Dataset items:

● ● ● ● ● ● ●

PR #936, opened 2016-04-17
#814 Better code style

### LINKED ISSUE #814: Better post <code> style
https://discuss.flarum.org/d/1589-code-style

datitisev:
This just makes the inline code look like Scoth.IO's.
It fixes #814 

I'll make any necessary changes.

CSS
```css
.Post-body code {
    font-family: source-code-pro, Monaco, Consolas, "Courier New", monospace;
    padding: 2px 6px;
    background: #F2F7F9;
    color: #256FC7;
    font-size: 90%;
    border-radius: 4px
  }
```

---
Screenshot:

Flarum New Code Style

### DIFF
--- a/less/forum/Post.less
+++ b/less/forum/Post.less
@@ -116,6 +116,14 @@
     border-bottom: 2px dotted @body-bg;
     margin: 1em 0;
   }
+  code {
+    font-family: source-code-pro, Monaco, Consolas, "Courier New", monospace;
+    padding: 2px 6px;
+    background: #F2F7F9;
+    color: #256FC7;
+    font-size: 90%;
+    border-radius: 4px
+  }
   pre {
     border: 0;
     padding: 15px;
@@ -127,6 +135,13 @@
     .hljs {
       padding: 0;
       background: none;
+    }
+    code {
+      padding: 0;
+      background: transparent;
+      color: inherit;
+      font-size: 100%;
+      border-radius: 0;
     }
   }
   h1 {
--- a/less/forum/Post.less
+++ b/less/forum/Post.less
@@ -119,7 +119,7 @@
   code {
     font-family: source-code-pro, Monaco, Consolas, "Courier New", monospace;
     padding: 2px 6px;
-    background: #F2F7F9;
+    background: #60646D;
     color: #256FC7;
     font-size: 90%;
     border-radius: 4px
--- a/less/forum/Post.less
+++ b/less/forum/Post.less
@@ -119,8 +119,8 @@
   code {
     font-family: source-code-pro, Monaco, Consolas, "Courier New", monospace;
     padding: 2px 6px;
-    background: #60646D;
-    color: #256FC7;
+    background: @code-bg;
+    color: @code-color;
     font-size: 90%;
     border-radius: 4px
   }
--- a/less/lib/variables.less
+++ b/less/lib/variables.less
@@ -37,6 +37,9 @@
   @control-danger-color:           #d66;
 
   @overlay-bg:                     fade(@secondary-color, 90%);
+
+  @code-bg:                        #F2F7F9;
+  @code-color:                     #60646D;
 }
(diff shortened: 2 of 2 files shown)


franzliedke:
I like it, almost! ;)

I'd prefer the text color for the inline code block to be less blue and more gray (similar to what was suggested [in this discussion](https://discuss.flarum.org/d/1589-code-style)). Currently, it looks too similar to links IMO.

What did you change for the code blocks?

datitisev:
@franzliedke Yeah, I also thought that about the code being blue...

What do you mean, "code blocks"?
Do you mean the extra CSS for code blocks?
That was so it doesn't use the inline code style :smiley:

franzliedke:
> That was so it doesn't use the inline code style

Ah, I see... it resets the other CSS. Makes sense.

Can you change the text color? :)

datitisev:
@franzliedke I would do it, but it is too late for me. :(
All I would have to do is find an appropriate color that also goes with Flarum theme and/or fits nicely :smile:

Thanks for your feedback!

datitisev:
Flarum: New Code Style (Using #60646D

Does this look better?
I'm using `#60646D` for the color.
I don't want to commit "unwelcomed" changes :wink:


---

_I just figured out you can drag & drop images to the GitHub editor... didn't even see this:_
> _Attach files by dragging & dropping or [selecting them](#)._

_😄_

viruxe:
It's subtle. It like it.

less/forum/Post.less
```diff
@@ -116,6 +116,14 @@
     border-bottom: 2px dotted @body-bg;
     margin: 1em 0;
   }
+  code {
+    font-family: source-code-pro, Monaco, Consolas, "Courier New", monospace;
+    padding: 2px 6px;
+    background: #60646D;
+    color: #256FC7;
```
franzliedke: Ah, something I forgot till now. You should use one of the existing color variables probably instead of copying the value here... that way, theming from the admin panel will be easier later on.

datitisev: @franzliedke What variable should I use, then?
I just had a look at them, but I'm not good with color codes (RGB or HEX) at all :wink:.

Reflic: @datitisev Maybe have a look on one of these variables, IMO these should look good.
https://github.com/datitisev/core/blob/814-better-post-code-style/less/lib/variables.less#L30-L31

datitisev: @Reflic Thanks, I'll look into them

datitisev:
I'm sorry about the time that has passed with no progress to this pull.
I have been busy.
I hope to be able to continue tomorrow.

Thanks for all your feedback.

franzliedke:
Yes, your variable suggestion makes sense. :)

franzliedke:
Depending on their values, you might be able to assign other existing variables to `$code-bg` and `$code-color` when creating them...

datitisev:
@franzliedke All I did was replace the values of `color` and `background` with the new variables, whenever it compiles, the result should be exactly the same (or similar).
About the contrast issue, I could probably try to find opposite colors of the ones I'm currently using for the dark mode, and just change the variables there automatically.

I don't understand your suggestion of 
> you might be able to assign other existing variables to $code-bg and $code-color when creating them...

`$code-bg` : `#60646D`
`$code-color` : `#256FC7`

datitisev:
I've just (kind of) fixed the problem with contrast (dark mode)!
Same CSS for both, different result:

captura de pantalla 2016-05-08 a las 4 55 30 pm
captura de pantalla 2016-05-08 a las 4 55 45 pm

How does that look?

franzliedke:
Thank you so much, David!

I finally merged this (manually) and made some [last tweaks](https://github.com/flarum/core/commit/aca497e7be618ff10dbea22ac1b99d15a544676b), thanks for getting it started. :fireworks:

● ● ● ● ● ● ●

**What is required**:
Down to the last line, return the data above exactly.

**Response**:
PR #936, opened 2016-04-17
#814 Better code style

### LINKED ISSUE #814: Better post <code> style
https://discuss.flarum.org/d/1589-code-style

datitisev:
This just makes the inline code look like Scoth.IO's.
It fixes #814 

I'll make any necessary changes.

CSS
```css
.Post-body code {
    font-family: source-code-pro, Monaco, Consolas, "Courier New", monospace;
    padding: 2px 6px;
    background: #F2F7F9;
    color: #256FC7;
    font-size: 90%;
    border-radius: 4px
  }
```

---
Screenshot:

Flarum New Code Style

### DIFF
--- a/less/forum/Post.less
+++ b/less/forum/Post.less
@@ -116,6 +116,14 @@
     border-bottom: 2px dotted @body-bg;
     margin: 1em 0;
   }
+  code {
+    font-family: source-code-pro, Monaco, Consolas, "Courier New", monospace;
+    padding: 2px 6px;
+    background: #F2F7F9;
+    color: #256FC7;
+    font-size: 90%;
+    border-radius: 4px
+  }
   pre {
     border: 0;
     padding: 15px;
@@ -127,6 +135,13 @@
     .hljs {
       padding: 0;
       background: none;
+    }
+    code {
+      padding: 0;
+      background: transparent;
+      color: inherit;
+      font-size: 100%;
+      border-radius: 0;
     }
   }
   h1 {
--- a/less/forum/Post.less
+++ b/less/forum/Post.less
@@ -119,7 +119,7 @@
   code {
     font-family: source-code-pro, Monaco, Consolas, "Courier New", monospace;
     padding: 2px 6px;
-    background: #F2F7F9;
+    background: #60646D;
     color: #256FC7;
     font-size: 90%;
     border-radius: 4px
--- a/less/forum/Post.less
+++ b/less/forum/Post.less
@@ -119,8 +119,8 @@
   code {
     font-family: source-code-pro, Monaco, Consolas, "Courier New", monospace;
     padding: 2px 6px;
-    background: #60646D;
-    color: #256FC7;
+    background: @code-bg;
+    color: @code-color;
     font-size: 90%;
     border-radius: 4px
   }
--- a/less/lib/variables.less
+++ b/less/lib/variables.less
@@ -37,6 +37,9 @@
   @control-danger-color:           #d66;
 
   @overlay-bg:                     fade(@secondary-color, 90%);
+
+  @code-bg:                        #F2F7F9;
+  @code-color:                     #60646D;
 }
(diff shortened: 2 of 2 files shown)


franzliedke:
I like it, almost! ;)

I'd prefer the text color for the inline code block to be less blue and more gray (similar to what was suggested [in this discussion](https://discuss.flarum.org/d/1589-code-style)). Currently, it looks too similar to links IMO.

What did you change for the code blocks?

datitisev:
@franzliedke Yeah, I also thought that about the code being blue...

What do you mean, "code blocks"?
Do you mean the extra CSS for code blocks?
That was so it doesn't use the inline code style :smiley:

franzliedke:
> That was so it doesn't use the inline code style

Ah, I see... it resets the other CSS. Makes sense.

Can you change the text color? :)

datitisev:
@franzliedke I would do it, but it is too late for me. :(
All I would have to do is find an appropriate color that also goes with Flarum theme and/or fits nicely :smile:

Thanks for your feedback!

datitisev:
Flarum: New Code Style (Using #60646D

Does this look better?
I'm using `#60646D` for the color.
I don't want to commit "unwelcomed" changes :wink:


---

_I just figured out you can drag & drop images to the GitHub editor... didn't even see this:_
> _Attach files by dragging & dropping or [selecting them](#)._

_😄_

viruxe:
It's subtle. It like it.

less/forum/Post.less
```diff
@@ -116,6 +116,14 @@
     border-bottom: 2px dotted @body-bg;
     margin: 1em 0;
   }
+  code {
+    font-family: source-code-pro, Monaco, Consolas, "Courier New", monospace;
+    padding: 2px 6px;
+    background: #60646D;
+    color: #256FC7;
```
franzliedke: Ah, something I forgot till now. You should use one of the existing color variables probably instead of copying the value here... that way, theming from the admin panel will be easier later on.

datitisev: @franzliedke What variable should I use, then?
I just had a look at them, but I'm not good with color codes (RGB or HEX) at all :wink:.

Reflic: @datitisev Maybe have a look on one of these variables, IMO these should look good.
https://github.com/datitisev/core/blob/814-better-post-code-style/less/lib/variables.less#L30-L31

datitisev: @Reflic Thanks, I'll look into them

datitisev:
I'm sorry about the time that has passed with no progress to this pull.
I have been busy.
I hope to be able to continue tomorrow.

Thanks for all your feedback.

franzliedke:
Yes, your variable suggestion makes sense. :)

franzliedke:
Depending on their values, you might be able to assign other existing variables to `$code-bg` and `$code-color` when creating them...

datitisev:
@franzliedke All I did was replace the values of `color` and `background` with the new variables, whenever it compiles, the result should be exactly the same (or similar).
About the contrast issue, I could probably try to find opposite colors of the ones I'm currently using for the dark mode, and just change the variables there automatically.

I don't understand your suggestion of 
> you might be able to assign other existing variables to $code-bg and $code-color when creating them...

`$code-bg` : `#60646D`
`$code-color` : `#256FC7`

datitisev:
I've just (kind of) fixed the problem with contrast (dark mode)!
Same CSS for both, different result:

captura de pantalla 2016-05-08 a las 4 55 30 pm
captura de pantalla 2016-05-08 a las 4 55 45 pm

How does that look?

franzliedke:
Thank you so much, David!

I finally merged this (manually) and made some [last tweaks](https://github.com/flarum/core/commit/aca497e7be618ff10dbea22ac1b99d15a544676b), thanks for getting it started. :fireworks:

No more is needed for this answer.